## Instructions for the task
Among the entries below, extract exactly the lines that run from the one with "- Fix trait" through the one with "it fixes #4435", both ends included.

## The data
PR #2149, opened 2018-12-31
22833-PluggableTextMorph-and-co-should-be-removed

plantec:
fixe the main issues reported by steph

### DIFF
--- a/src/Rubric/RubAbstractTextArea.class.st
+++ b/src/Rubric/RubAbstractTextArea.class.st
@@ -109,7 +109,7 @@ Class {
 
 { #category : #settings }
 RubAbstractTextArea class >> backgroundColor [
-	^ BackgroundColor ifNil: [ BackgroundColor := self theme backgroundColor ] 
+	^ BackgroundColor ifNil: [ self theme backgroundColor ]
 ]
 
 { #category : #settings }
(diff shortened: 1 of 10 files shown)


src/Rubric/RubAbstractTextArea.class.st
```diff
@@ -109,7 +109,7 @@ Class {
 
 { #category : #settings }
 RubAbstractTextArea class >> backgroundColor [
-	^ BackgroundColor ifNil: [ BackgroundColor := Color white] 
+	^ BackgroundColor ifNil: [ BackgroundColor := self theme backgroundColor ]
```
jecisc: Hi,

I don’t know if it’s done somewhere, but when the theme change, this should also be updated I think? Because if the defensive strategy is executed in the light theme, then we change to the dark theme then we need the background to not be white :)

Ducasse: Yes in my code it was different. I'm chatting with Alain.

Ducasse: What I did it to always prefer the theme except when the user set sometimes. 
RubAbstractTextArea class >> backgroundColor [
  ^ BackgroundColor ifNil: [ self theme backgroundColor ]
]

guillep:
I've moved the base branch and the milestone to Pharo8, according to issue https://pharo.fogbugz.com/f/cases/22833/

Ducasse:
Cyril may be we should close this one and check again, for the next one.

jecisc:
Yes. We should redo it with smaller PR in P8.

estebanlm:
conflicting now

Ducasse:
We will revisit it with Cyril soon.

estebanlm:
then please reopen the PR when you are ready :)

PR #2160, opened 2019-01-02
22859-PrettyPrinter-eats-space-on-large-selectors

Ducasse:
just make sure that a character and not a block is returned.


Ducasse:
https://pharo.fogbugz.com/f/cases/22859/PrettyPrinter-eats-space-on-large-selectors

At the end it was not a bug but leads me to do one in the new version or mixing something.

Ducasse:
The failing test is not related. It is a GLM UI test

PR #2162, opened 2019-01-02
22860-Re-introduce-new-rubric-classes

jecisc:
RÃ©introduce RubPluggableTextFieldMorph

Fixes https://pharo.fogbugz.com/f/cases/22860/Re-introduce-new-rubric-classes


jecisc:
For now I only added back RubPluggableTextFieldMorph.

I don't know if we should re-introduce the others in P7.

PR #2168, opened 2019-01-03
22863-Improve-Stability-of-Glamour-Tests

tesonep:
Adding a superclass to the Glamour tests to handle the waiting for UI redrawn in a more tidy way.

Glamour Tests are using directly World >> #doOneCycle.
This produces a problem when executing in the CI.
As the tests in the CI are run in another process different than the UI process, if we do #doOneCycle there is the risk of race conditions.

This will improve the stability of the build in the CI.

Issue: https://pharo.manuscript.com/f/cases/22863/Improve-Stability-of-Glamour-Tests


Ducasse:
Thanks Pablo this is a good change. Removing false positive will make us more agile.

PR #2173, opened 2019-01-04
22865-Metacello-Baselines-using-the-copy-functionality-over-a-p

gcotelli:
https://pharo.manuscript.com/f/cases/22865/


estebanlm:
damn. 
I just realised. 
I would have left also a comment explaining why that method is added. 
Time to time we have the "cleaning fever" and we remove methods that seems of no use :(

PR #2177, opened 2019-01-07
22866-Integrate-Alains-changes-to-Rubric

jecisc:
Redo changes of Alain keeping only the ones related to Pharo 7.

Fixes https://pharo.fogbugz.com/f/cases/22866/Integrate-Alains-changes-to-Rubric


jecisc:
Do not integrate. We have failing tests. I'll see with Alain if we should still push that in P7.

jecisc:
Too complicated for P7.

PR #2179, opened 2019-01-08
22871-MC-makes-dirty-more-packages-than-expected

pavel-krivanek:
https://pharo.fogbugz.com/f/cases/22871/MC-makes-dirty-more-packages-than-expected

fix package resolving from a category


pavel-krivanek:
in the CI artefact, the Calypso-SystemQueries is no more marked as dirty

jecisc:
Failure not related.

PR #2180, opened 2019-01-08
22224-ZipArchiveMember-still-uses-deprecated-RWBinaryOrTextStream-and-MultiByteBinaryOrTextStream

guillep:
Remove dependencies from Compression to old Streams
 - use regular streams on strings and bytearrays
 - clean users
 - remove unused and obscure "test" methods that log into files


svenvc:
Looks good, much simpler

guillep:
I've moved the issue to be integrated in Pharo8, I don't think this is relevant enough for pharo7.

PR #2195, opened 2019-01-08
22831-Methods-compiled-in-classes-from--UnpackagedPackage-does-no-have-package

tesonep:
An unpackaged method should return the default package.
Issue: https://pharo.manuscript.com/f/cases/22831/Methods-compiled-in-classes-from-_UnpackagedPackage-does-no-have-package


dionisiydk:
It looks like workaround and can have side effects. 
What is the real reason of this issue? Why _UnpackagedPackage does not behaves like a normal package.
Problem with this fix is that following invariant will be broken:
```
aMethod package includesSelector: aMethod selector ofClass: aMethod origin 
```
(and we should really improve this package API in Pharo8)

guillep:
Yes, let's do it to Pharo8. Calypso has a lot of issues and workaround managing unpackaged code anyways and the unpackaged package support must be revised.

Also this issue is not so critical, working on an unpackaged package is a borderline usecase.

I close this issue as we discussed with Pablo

---

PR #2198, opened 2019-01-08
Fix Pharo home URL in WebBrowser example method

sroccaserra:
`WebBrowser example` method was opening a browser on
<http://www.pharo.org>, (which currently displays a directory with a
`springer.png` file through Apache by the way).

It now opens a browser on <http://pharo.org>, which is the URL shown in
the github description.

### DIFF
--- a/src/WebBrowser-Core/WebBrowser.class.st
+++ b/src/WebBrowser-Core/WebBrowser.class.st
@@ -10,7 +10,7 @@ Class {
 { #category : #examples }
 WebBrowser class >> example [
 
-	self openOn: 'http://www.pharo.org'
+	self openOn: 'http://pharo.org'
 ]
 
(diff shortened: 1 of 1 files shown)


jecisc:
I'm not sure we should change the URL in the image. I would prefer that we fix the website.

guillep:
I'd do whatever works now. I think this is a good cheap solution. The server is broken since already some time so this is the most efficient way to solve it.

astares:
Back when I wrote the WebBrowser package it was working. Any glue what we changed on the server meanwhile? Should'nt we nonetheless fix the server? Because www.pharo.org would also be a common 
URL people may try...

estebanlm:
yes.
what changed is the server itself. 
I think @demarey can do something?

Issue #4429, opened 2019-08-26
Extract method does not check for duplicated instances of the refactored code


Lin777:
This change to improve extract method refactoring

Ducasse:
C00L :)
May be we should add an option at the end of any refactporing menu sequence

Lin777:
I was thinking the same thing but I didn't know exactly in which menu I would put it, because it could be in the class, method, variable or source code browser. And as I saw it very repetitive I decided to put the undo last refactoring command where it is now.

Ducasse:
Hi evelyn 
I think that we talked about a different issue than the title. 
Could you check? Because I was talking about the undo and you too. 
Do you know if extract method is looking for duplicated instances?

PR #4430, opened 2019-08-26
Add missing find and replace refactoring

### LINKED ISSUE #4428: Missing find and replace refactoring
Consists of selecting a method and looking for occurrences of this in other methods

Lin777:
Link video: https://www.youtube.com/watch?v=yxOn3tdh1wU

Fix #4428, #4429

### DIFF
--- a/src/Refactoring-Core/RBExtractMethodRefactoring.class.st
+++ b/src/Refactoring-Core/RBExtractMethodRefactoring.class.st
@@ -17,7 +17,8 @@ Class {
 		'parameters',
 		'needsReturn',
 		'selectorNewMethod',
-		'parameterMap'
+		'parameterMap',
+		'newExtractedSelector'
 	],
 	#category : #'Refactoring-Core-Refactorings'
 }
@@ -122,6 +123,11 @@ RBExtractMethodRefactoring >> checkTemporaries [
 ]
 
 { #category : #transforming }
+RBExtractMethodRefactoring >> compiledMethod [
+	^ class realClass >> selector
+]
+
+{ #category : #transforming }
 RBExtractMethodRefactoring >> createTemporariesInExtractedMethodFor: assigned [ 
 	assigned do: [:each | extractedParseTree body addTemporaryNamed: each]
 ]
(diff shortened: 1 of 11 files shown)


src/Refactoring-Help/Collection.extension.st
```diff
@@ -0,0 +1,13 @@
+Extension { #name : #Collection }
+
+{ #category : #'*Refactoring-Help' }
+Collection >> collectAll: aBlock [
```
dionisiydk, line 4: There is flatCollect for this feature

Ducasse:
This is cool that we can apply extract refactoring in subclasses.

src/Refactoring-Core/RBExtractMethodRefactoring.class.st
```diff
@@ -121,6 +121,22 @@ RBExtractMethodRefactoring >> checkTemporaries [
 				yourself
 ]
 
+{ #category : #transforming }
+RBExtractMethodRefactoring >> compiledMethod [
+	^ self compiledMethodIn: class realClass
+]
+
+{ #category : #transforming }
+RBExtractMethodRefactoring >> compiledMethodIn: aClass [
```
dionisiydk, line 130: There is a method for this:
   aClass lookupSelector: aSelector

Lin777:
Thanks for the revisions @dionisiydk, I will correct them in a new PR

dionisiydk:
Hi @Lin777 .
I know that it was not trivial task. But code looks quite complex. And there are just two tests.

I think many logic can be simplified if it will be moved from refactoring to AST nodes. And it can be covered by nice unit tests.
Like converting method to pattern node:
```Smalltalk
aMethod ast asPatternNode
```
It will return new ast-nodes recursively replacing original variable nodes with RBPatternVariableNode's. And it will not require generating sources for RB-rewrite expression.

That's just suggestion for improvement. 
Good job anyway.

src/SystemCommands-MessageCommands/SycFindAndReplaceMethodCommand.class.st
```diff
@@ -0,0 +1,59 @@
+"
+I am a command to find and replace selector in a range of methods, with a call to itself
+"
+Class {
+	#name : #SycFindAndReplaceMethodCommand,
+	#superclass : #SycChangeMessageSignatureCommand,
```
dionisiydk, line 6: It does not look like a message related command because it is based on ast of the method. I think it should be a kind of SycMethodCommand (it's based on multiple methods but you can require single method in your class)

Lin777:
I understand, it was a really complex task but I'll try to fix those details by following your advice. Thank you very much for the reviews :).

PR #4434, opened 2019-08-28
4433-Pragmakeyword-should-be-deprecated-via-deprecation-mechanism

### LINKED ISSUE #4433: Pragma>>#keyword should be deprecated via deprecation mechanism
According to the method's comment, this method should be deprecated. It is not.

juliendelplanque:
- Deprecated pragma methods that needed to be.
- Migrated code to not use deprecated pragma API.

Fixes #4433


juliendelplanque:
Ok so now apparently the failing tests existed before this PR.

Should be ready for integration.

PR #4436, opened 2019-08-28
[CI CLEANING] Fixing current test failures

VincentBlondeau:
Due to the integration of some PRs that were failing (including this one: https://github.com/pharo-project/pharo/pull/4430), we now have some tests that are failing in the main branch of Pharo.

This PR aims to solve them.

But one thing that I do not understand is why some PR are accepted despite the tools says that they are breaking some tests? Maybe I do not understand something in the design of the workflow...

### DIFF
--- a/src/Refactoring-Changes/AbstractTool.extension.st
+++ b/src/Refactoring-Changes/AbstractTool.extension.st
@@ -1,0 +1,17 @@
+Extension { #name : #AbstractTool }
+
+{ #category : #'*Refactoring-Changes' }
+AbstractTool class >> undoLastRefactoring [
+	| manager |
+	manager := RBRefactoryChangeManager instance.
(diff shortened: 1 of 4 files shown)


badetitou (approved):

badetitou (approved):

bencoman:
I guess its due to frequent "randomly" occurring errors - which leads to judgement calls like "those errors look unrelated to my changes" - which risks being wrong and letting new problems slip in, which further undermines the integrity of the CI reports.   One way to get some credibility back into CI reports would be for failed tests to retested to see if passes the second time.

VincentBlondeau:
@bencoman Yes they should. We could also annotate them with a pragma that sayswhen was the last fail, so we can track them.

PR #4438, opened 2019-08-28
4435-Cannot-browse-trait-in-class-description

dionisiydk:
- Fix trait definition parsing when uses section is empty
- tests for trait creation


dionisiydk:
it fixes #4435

## Task response
- Fix trait definition parsing when uses section is empty
- tests for trait creation


dionisiydk:
it fixes #4435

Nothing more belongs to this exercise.